[WHAT IS BEING ASKED]: In the data that follows, how many lines contain the word "opened"? Give only that number.
(Beginning of SUPPLIED ENTRIES)
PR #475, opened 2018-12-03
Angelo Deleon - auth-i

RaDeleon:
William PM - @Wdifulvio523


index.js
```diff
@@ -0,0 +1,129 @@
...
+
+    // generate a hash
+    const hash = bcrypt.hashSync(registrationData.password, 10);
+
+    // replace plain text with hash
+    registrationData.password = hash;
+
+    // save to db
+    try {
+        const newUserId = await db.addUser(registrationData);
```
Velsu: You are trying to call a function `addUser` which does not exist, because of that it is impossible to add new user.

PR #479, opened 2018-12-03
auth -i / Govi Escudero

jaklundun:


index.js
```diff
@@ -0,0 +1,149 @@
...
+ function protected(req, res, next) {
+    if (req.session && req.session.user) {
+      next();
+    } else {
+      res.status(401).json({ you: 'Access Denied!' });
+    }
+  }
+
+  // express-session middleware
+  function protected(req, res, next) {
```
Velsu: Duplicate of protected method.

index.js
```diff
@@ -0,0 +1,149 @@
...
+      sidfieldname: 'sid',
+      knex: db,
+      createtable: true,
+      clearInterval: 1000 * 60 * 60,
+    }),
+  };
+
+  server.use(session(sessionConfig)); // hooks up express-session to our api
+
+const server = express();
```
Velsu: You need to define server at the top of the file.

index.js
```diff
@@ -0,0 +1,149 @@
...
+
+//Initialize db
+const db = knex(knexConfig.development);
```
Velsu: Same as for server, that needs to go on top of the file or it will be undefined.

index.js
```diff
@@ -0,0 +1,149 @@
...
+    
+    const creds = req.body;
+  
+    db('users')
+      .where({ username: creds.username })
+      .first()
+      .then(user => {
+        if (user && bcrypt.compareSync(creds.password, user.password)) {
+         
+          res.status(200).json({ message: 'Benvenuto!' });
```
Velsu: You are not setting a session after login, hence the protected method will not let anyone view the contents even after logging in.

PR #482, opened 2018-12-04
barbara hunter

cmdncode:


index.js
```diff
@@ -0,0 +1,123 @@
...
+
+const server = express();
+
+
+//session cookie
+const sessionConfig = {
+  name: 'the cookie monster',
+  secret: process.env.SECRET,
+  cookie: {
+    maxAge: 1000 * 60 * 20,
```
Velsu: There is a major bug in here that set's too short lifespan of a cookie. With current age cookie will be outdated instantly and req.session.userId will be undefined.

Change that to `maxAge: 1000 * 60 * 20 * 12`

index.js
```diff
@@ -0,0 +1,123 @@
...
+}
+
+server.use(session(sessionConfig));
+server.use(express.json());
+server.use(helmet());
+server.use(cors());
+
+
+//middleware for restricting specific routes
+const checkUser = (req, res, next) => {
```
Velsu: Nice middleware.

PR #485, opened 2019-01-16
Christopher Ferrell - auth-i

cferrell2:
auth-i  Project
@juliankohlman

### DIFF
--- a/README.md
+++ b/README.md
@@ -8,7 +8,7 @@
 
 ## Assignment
(End of SUPPLIED ENTRIES)
(Beginning of SUPPLIED ENTRIES)
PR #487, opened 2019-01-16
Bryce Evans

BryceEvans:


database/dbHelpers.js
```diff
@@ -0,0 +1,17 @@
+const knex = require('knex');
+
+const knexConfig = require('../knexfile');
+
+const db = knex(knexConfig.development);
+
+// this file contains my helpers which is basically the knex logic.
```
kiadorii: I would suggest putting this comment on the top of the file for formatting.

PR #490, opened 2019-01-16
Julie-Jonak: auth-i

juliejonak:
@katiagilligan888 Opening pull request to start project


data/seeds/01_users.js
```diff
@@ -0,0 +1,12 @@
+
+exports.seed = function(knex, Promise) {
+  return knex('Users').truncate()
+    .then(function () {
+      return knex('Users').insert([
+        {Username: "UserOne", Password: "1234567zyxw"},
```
(End of SUPPLIED ENTRIES)
(Beginning of SUPPLIED ENTRIES)
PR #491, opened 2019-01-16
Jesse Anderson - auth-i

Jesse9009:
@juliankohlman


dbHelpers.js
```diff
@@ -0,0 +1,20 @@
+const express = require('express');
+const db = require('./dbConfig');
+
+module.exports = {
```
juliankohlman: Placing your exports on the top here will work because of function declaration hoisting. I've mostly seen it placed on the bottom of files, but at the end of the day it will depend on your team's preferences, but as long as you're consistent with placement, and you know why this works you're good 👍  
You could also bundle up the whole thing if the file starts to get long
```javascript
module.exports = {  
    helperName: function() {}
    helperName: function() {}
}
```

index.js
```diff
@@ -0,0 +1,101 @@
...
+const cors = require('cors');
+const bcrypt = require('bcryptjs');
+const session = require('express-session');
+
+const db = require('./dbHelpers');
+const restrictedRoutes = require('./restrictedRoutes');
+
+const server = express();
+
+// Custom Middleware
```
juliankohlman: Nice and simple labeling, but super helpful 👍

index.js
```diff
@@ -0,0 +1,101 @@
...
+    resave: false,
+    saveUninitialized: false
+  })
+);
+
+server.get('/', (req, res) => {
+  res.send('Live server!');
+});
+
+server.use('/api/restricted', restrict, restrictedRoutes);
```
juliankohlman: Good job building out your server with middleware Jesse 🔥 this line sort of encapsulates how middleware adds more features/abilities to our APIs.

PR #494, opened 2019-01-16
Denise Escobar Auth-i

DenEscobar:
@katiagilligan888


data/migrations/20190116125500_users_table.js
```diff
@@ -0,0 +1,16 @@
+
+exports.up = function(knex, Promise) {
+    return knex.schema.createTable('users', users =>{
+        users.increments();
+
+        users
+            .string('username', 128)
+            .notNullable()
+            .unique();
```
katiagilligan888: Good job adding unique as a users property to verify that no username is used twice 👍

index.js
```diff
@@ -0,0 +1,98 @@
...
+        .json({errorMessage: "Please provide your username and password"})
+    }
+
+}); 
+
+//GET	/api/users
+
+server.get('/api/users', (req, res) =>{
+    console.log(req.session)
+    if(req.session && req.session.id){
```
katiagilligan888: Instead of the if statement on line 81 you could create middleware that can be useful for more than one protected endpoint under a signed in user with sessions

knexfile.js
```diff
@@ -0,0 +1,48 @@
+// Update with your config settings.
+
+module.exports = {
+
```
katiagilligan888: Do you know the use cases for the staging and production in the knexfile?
(End of SUPPLIED ENTRIES)
[ANSWER SPACE]: 8